Does someone have documentation / a code example h...
# singer-tap-development
j
Does someone have documentation / a code example how to copy over RDS/PSQL column comments over to another target (Snowflake, in our case)?
s
I don't think it's implemented in the Postgres tap and Snowflake target, but theoretically if the tap emits a schema message with
comment: <column_comment>
and the target had logic for adding the comment based on that schema property, then this would work out of the box. we did just add support for descriptions in the singer sdk, so maybe this is a future opportunity? cc/ @aaronsteers
j
@stephen_bailey Thanks for the information, I was thinking along the same lines in case there wasn’t something for this already. We’ll explore this further! For context: our product engineers are responsible for data sensitivity annotations. These annotations are stored in the PGs column comments. We’re planning to replicate those into our data warehouse so that we can anonymize the data according to that schema.
s
i have been thinking about this problem for a long time, and have annoyed the meltano team before 🙂 . it would be great to have standard vocabulary and implementation so that tap developers can annotate the catalog and data loaders can pass them in a standard format. i know that postgres does not have column tags, but are you thinking of using object tags in snowflake?
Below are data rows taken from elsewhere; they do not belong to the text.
PR #798, opened 2023-12-09
docs: remove Terminals.run demo project

patrickvaler:
[Terminals.run](https://terminals.run) is no longer available. Due to that it should be removed from the listed demo projects.


timlrx:
Seems like it is back up?

patrickvaler:
> Seems like it is back up?

Right, seems to be available again 👍

PR #801, opened 2023-12-11
Add type to `projectsData.ts`

iamkroot:
Without this, I get a build failure due to the TS checker.


timlrx:
The project has strict mode set to `false`. You might have enforced it. In any case, thanks for the enhancement!

PR #809, opened 2023-12-22
fix: run lint and add changelog file

johnnyvaz:
* I just ran npm run lint to avoid giving an initial error
* Add lib for build release
* Insert Version on footer
* Add changelog.md file


timlrx:
There's no need for an additonal change. I manage the change log and version through github.

PR #850, opened 2024-02-13
fix: layout shifting issue with navbar caused by scroll bar

iksflow:
There is an issue with layout shifting when clicking the navbar as shown in the image below. 
I resolved it by adding padding-left to the body tag.
Screen Recording 2024-02-13 at 3 23 53 PM


timlrx:
Thanks, this is a very clever hack!

PR #858, opened 2024-02-19
feat: Move conditional rendering inside svg to prevent layout shift

Spiteless:
While the `ThemeSwitch` mounts there's a potential for the buttons to be shifted to the left if it loads in slowly.

Moving the conditional rendering inside the `<svg/>` keeps the spacing open for the button to load in properly.


timlrx:
Thanks for the fix!

PR #866, opened 2024-03-04
Fix: Don't need to encode tags when production

leonliu06:
The tags with Chinese character would be double encoded when deploy in the way of static export. Then the server wold not  find the correct route.


timlrx:
Hmm I just noticed that there were some people who posted about this issue in https://github.com/timlrx/tailwind-nextjs-starter-blog/pull/771 as well. What's the reason that `encodeURI` is needed in dev but not prod? And could you just if it works on a normal `yarn build` and `yarn serve` as well?

Would like to fix this issue properly.

1226085293:
I also encountered this problem. I hope to merge as soon as possible

PR #886, opened 2024-04-07
Fixed Github Pages Typo

yyexela:
Fixed a typo I found when deploying the page to GH Pages.


timlrx:
Not a bug, I specify the absolute src path e.g. https://github.com/timlrx/tailwind-nextjs-starter-blog/blob/test-gh-pages-static/data/blog/pictures-of-canada.mdx?plain=1#L23 so the concatenation is correct as seen in the deployed example. But, if you are inconsistent with the `/` then yes, you might need to modify it accordingly.

PR #888, opened 2024-04-08
chore: fix typo (wrong path)

umihico:
`data/img/ocean.jpg` appears to be unused throughout the project. All references are currently  `/static/images/ocean.jpg`.


timlrx:
Thanks for the fix

PR #890, opened 2024-04-15
Make navbar fixed

dipshikha-adhikari:
We had to scroll up to click links when reached to the bottom. Now the header is fixed and the problem is solved.


timlrx:
Not a bug, just a preference. There's even a button to go straight to the top for navigation purposes.

PR #906, opened 2024-04-30
Fix z-index in ThemeSwitch.tsx

PxlSyl:
Hi! Here's the PR for the smal bug with the post-banner layout!


timlrx:
Thanks for the fix!

PR #157, opened 2016-08-18
fix mining drone station es translation

svmnotn:
As @frankitox16 mentioned in #124 this is a better translation. Don't translate while asleep kids :D

### DIFF
--- a/Assets/StreamingAssets/Localization/es_ES.lang
+++ b/Assets/StreamingAssets/Localization/es_ES.lang
@@ -21,5 +21,5 @@ furn_stockpile=Reservas
 furn_stockpile_desc=Una lugar para acumular tus materiales.
 furn_oxygen_generator=Generador de Oxígeno
 furn_oxygen_generator_desc=Generando oxígeno para tus astronautas.
-furn_mining_drone_station=Estación de extracción de Materiales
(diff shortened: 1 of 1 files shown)


beto2912:
I'm spanish, and a more accurate translation would be "dron de mineria"

svmnotn:
@beto2912 I was not going for a literal translation just whatever felt right given the meaning it has in english, but you are welcome to send a PR fixing it. Honestly I should of named it es_US o es_DO since I'm not from Spain but I figured that is the one that is used the most... so... feel free to send a pr using proper spanish (as in from spain) idioms.

frankitox16:
@beto2912 I suggested that translation because it sounded better imo... My native language is spanish, and I do know that translation that you gave is the literal one, however if you read "estacion de minería robótica", I guess you'd be expecting what the sprite looks like, a big monitor that says mining drone. 

It's also worth noticing that "Salvar" isn't the correct translation for "Save" (in this context, at least. The right one would be "Guardar"). But that's something for another PR

svmnotn:
heh yeah... my native language is also spanish but living in the US has made translating more difficult, so sorry for the anything that looks off.

frankitox16:
Nothing to worry, you actually did a great job!

PR #158, opened 2016-08-18
Added StyleCop settings.

Mizipzor:
These settings files wont affect anyone not using StyleCop.

### DIFF
--- a/.gitignore
+++ b/.gitignore
@@ -30,3 +30,7 @@ sysinfo.txt
 # Builds
 *.apk
 *.unitypackage
+
+# StyleCop
+/Assets/StyleCop.Cache
+/Assets/StyleCop.Cache.meta
--- a/Assets/Settings.StyleCop
+++ b/Assets/Settings.StyleCop
@@ -1,0 +1,269 @@
+<StyleCopSettings Version="105">
+  <Analyzers>
+    <Analyzer AnalyzerId="StyleCop.CSharp.DocumentationRules">
+      <Rules>
+        <Rule Name="FileMustHaveHeader">
+          <RuleSettings>
+            <BooleanProperty Name="Enabled">False</BooleanProperty>
+          </RuleSettings>
+        </Rule>
+        <Rule Name="ElementsMustBeDocumented">
+          <RuleSettings>
+            <BooleanProperty Name="Enabled">False</BooleanProperty>
+          </RuleSettings>
+        </Rule>
+        <Rule Name="PartialElementsMustBeDocumented">
+          <RuleSettings>
+            <BooleanProperty Name="Enabled">False</BooleanProperty>
+          </RuleSettings>
+        </Rule>
+        <Rule Name="EnumerationItemsMustBeDocumented">
+          <RuleSettings>
+            <BooleanProperty Name="Enabled">False</BooleanProperty>
+          </RuleSettings>
+        </Rule>
+        <Rule Name="DocumentationMustContainValidXml">
+          <RuleSettings>
+            <BooleanProperty Name="Enabled">False</BooleanProperty>
+          </RuleSettings>
+        </Rule>
+        <Rule Name="ElementDocumentationMustHaveSummary">
+          <RuleSettings>
+            <BooleanProperty Name="Enabled">False</BooleanProperty>
+          </RuleSettings>
+        </Rule>
+        <Rule Name="PartialElementDocumentationMustHaveSummary">
+          <RuleSettings>
+            <BooleanProperty Name="Enabled">False</BooleanProperty>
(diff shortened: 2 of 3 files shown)


quill18:
Do the StyleCop files have to be inside of Assets or could they be in a separate folder in the project root?

Mizipzor:
I'm afraid not. The convention is that the setting file applies to all code below the setting file in the folder hierarchy. So if we want it to apply to both `Scripts` and `UI ` (and any new folders) it has to be there. If we would put it in a sibling folder it wouldnt have any affect, or rater we would run StyleCop with default rules.

Is there a problem with having them there? I'm willing to fix any file traversing code that accidentally picks them up.

lameox:
@quill18 @Mizipzor i dont think there is a problem with keeping the file in Assets. If push comes to shove we could still have to identical files in the subfolders but i dont see the problem with having it in the root folder. 
@Mizipzor do you know if StyleCop would pick up on the file if it was hidden like the .git folder and others? That way we would no need to roll code to exclude it.

Mizipzor:
@lameox the "hidden" attribute in windows is probably meaningless in most tools except windows explorer. And the way to hide files in unix is to prepend a period, and we cant change a name. I still dont know the reason why its preferred for the file not to be there. Maybe just clutter?

Mizipzor:
The wiki button just redirects back to the project main page. So I'll just put the documentation here in the meantime.

-

To install:

1. In MonoDevelop in the menubar click **Tools** and then **Add-in Manager**.
2. Click **Gallery**.
3. In the search box in the upper right type **StyleCop**.
4. Should be one hit, select it and click **Install**.

To use:

1. In MonoDevelop in the menubar click **Tools** and then **Run StyleCop**.
2. You should see errors highlighted in your current file, if any.
3. Errors are also presented as compiler warnings.
4. Run like this it scans the entire project, you can also start it by right clicking a file tab to run on just that file.

lameox:
@Mizipzor I know that the standard is for programs and tools to not care about visibility but i did not know if StyleCop behaved the same. I had guessed that quill just had a problem with the file in the root folder for those reasons, as for example the .gitignore or .vs folders reside their too but are invisible. Other than that i couldn't think about a reason why quill would not want it in the root folder.

However [this](https://stylecop.codeplex.com/wikipage?title=Sharing%20StyleCop%20Settings%20Across%20Projects) documentation page suggests under "Linking To A Settings" File that we could have it in another folder and the users would then need to do an extra step in setting up style cop. Again, i don't really see the benefit of moving the file though

Mizipzor:
I tried moving the settings file to a ´.stylecop´ folder and using the link settings trick. The good news is that it worked. The bad news is that that file is implicitly created every time you run StyleCop.

lameox:
@Mizipzor So now we have one in .stylecop and an autogenerated one in assets if i understand you correctly?

Mizipzor:
No, it was just a test. It didnt work out so its not committed anywhere. I think what this PR currently contains is the proper way to do it.

lameox:
@Mizipzor i got that. i just meant that that would be the case if we had a separate folder.

Mizipzor:
@lameox it would indeed, yes. I see no way of getting rid of this file right now.

lameox:
Well i guess than we have to live with a wile in the assets folder

Mizipzor:
I'm gonna keep rambling here. :)

I realized that Visual Studio Express doesn't allow the installation of add-ins. So you can only run it from MonoDevelop or not-express Visual Studio. However, there is [a way](http://headsigned.com/article/intergrating-stylecop-with-visual-studio-express) by manually changing the `.csproj` file, which I dont really like. There's also a [small tool](https://github.com/Nylle/StyleCop.Console) that makes StyleCop a command line application.

Again, this is not meant as something everyone is doing all the time. Especially not if there's a bit of a setup. It's enough if its run every once in a while by someone. I'm one of those that consider concise and enforced code style is important, so I might do it anway.

Mizipzor:
Tested now and it **is** possible to put the settings file in the project root right next to the solution folder (but not in another subfolder). This way the settings are picked up if you run StyleCop on the solution. The main drawback is that you, for some reason, cant change those settings by right clicking on the solution. You can only change settings on a project.

I just realized how long this became, it was supposed to be something minor. Hope you have the stamina to read through it. :/

Mizipzor:
I was wrong! 

Apparently you can run StyleCop from within Visual Studio Express. Because its not an addin. Its included by default! I wonder if this means Microsoft will push harder for StyleCop going forward. :)

quill18:
Merging as-is, but if you can find the best way to minimize the confusion that people might have about seeing the file in the Unity hierarchy, the better!

PR #163, opened 2016-08-18
Save/Load Dialogox localization

relinu:
Adds Save & Load Dialogox localization


Mizipzor:
Now this is a nice clean PR. :)

PR #165, opened 2016-08-18
Metal Smelter

UnknownSoldier1:
I added a new type of furniture, the metal smelter. It will smelt Raw Iron (which is now produced by the Mining Drone) into Steel Plates.
Since I'm a terrible artist, the two textures i made are only dummies and should be replaced by somebody who has more tallent than me.

Also, I'm sorry for all these additional commits. All of these changes that GitHub says I did are wrong (I didn't change these files at all). And since I'm new to GitHub, I wasn't able to clear this up. I hope it will work anyways.


ComputerOverlord:
Oooh! Should be added!

ComputerOverlord:
It... CONFLICTS AGAIN

quill18:
Closing because this modifies way too many unrelated (AFAIK) files.

quill18:
This is a GOOD feature and I want to include it, but the it'll forever conflict (and probably change things we don't want changed) as-is.

PR #166, opened 2016-08-18
Adding airlocks and making normal doors leak air

emilkris33:
This is part of the goals outlined in #49

Makes doors leak air between rooms on either side. Is generalised so it can easily be controlled and applied to any furniture through lua. 
This has a dual purpose. 1 air can leak into space. 2 O2 generators are not needed in every room.

Also ads airlock. More ekspensive differently colored door that only leaks air when open.


ComputerOverlord:
Great Idea. +1

emilkris33:
@ComputerOverlord Leak speed is modified by pressure difference in this implementation

ComputerOverlord:
@emilkris33 Oh, I didn't look at it in-depth :P I just understood the idea.

fre-ber:
I made a few attempts of getting this right in my own version of this game, as made during the video series. Unfortunately I never managed to get anything that felt natural enough. I wonder if the mechanic presented here actually does that trick. I haven't tried this code, but as the pressure depends on the volume of the room the mathematice feels off to me. 

In my attempts I changed the gas dictionary to actually hold the mass of the gas as an absolute value and tried to figure out a formula for how much mass is actually transferred though a vent/door/deconstructed wall/etc. Googling this topic, however showed me just how deep this rabbit hole can go - the flow depends on the shape of the hole, roundness of the edges of the hole, smoothness of the inner sides of the hole, turbulence, temperature, density of the gas, pressure, etc. 

How closely have you watched the behaviour of this code? Does it feel natural to you? I might implement the equivalent code in my own project and test for myself, but I would be happy to know how realistic you think this feels.

Also, have you thought about how to handle pressure equalisation when rooms are merged?

GamerInspired:
What if there was some sort of valve that you could use the let O2 flow between room but also allowed you to close them if required?

emilkris33:
@fre-ber I have to say it myself then the gas handling is very thought through. Most of the basic gas mechanics are from an earlier PR #77 . Gas is stored internally as pressure times volume(Units are atm times tiles). The O2 generator produces in terms of this value, but the tooltip shows it divided by number of tiles. How much gas is transferred is dependent on the pressure difference, deltaTime, and a leakFactor for the object. LeakFactor for door is greater the more open the door is. The leakfactor takes care of all the weird variables and just has to be tuned to something that feels right. Tweaking of the leak values is still needed though i would like to have a more final version of the system before spending time on that.

Handling of merging and splitting rooms is also good. (implemented in #77 ) When spitting a room the atmosphere so the pressure in both rooms are as it where before, though the internal value different. When merging the total gas in the previous rooms get added.

@GamerInspired That can be implemented using this code without touching the C#. Only lua and xml and a new graphic is needed to add that. It can therefore also be modded in. Though for now you can not open for only one gas.(Though for now there is only one gas)

Assets/StreamingAssets/LUA/Furniture.lua
```diff
@@ -40,12 +40,19 @@ function OnUpdate_Door( furniture, deltaTime )
...
 	end
 
-
 	furniture.SetParameter("openness", Clamp01(furniture.GetParameter("openness")) )
 
 	furniture.UpdateOnChanged(furniture);
 end
 
+function OnUpdate_Leak_Door( furniture, deltaTime )
+	furniture.tile.EqualiseGas(deltaTime * 10.0 * (furniture.GetParameter("openness") + 0.1))
```
vogonistic: Should the `0.1` leak in normal doors be a parameter so that it'd be easy for other people creating doors to add more or less of it?

emilkris33: Yes, I might look at doing that tomorrow. I this PR gets merged before that I will do it as part of my next changed to the atmosphere system(Unless someone beats me to it)

fre-ber:
Cool, I will test something similar in my own project. Does the equalisation on room merge happen over time or is it instantaneous?

________________________________

quill18:
Merged!

PR #170, opened 2016-08-18
Cleaning World

simonlary:
Deleted lots of old commented code, for example the old _CreateFurniturePrototypes_, and deleted some unecessary _Debug.Log_.


Assets/Scripts/Models/World.cs
```diff
@@ -244,120 +236,8 @@ void CreateFurniturePrototypes()
             Debug.LogError("Did not find a 'Furnitures' element in the prototype definition file.");
         }
 
-        Debug.Log("Furniture prototypes read: " + furnCount.ToString());
```
OzieGamma: Why do you want to remove logging ?

Assets/Scripts/Models/World.cs
```diff
@@ -581,20 +457,11 @@ public void WriteXml(XmlWriter writer)
...
-*/
-
-        //Debug.Log(writer.ToString());
-	
+        writer.WriteEndElement();	
     }
 
     public void ReadXml(XmlReader reader)
     {
-        Debug.Log("World::ReadXml");
```
OzieGamma: Why remove logging ?

NogginBops:
@OzieGamma These lines are not needed. The features work and are unlikely to provide any useful debug data in the future. There is a discussion about this in #94 if you want to participate.

OzieGamma:
@NogginBops thanks for the clarification !
I have been going through PRs and Issues. I unfortunatly read them in the wrong order ;)

simonlary:
Doesn't look like I need to explain more, but as @NogginBops mentionned, these _Debug.Log_ didn't give any useful information and were just filling the console, making debugging harder.

Mizipzor:
Instead of just deleting the noisy logging, maybe consider using the `Verbose` level in the custom logger in #185? Assuming its merged. Disclaimer: I made it.

simonlary:
Some of these could definitely be in the `Verbose` level of the custom logger, but it didn't exist when I made these changes. Also, some of these logs were only there to make sure the functions were getting called. I don't think we need to log every function call, even in verbose. For example : `Debug.Log("CreateCharacter")` doesn't really give any information.

WardBenjamin:
Agreed, these logs are pretty unnecessary. +1

PR #169, opened 2016-08-18
Added text for power generator.

SanteriHetekivi:
I noticed that Power Generator (#78) does not have its name set in a button.

**Before**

do your postgres comments look something like:
person address. @PII
or some similar annotation to flag tags?
j
It comes from this gem: https://github.com/Hacker0x01/data_classification. We store it in a JSON blob in the comments, like:
Copy code
{
  "tags": [
    "classification:confidential"
  ]
}
I was thinking to simply copy the comments to Snowflake and then parse them in an Airflow DAG or with dbt (although I’m not sure how trivial table reflection is with dbt). We ingest the entire database into Snowflake and then create an anonymized dataset for our product and engineering members to visualize data in Looker. For other pipelines like machine learning and our “gold” tier data, we use manual code review to avoid sensitive data to end up there (since we’re in full control of that).
Early thinking though!
a
Hi, @jobert_abma. Would you mind logging an issue on this topic if we don't have one already, or perhaps a couple? 😉 A few things we can do: 1. Tap developers can annotate their JSON schema during discovery. 2. Target developers can look for markers in the JSON Schema and use those markers to annotate the target columns. 3. We can optionally start with the
description
property in JSON schema since we've recently improved support there in the SDK, and/or we can look at using other types of markers. 4. The tap's catalog could also (optionally) be used in autogenerating sources.yml for dbt. (This one already has an issue but I don't have the link handy.) Seems like the first and second items are the best next steps if we wanted to get this rolling. 3 and 4 are probably just icing on the cake. Wdyt?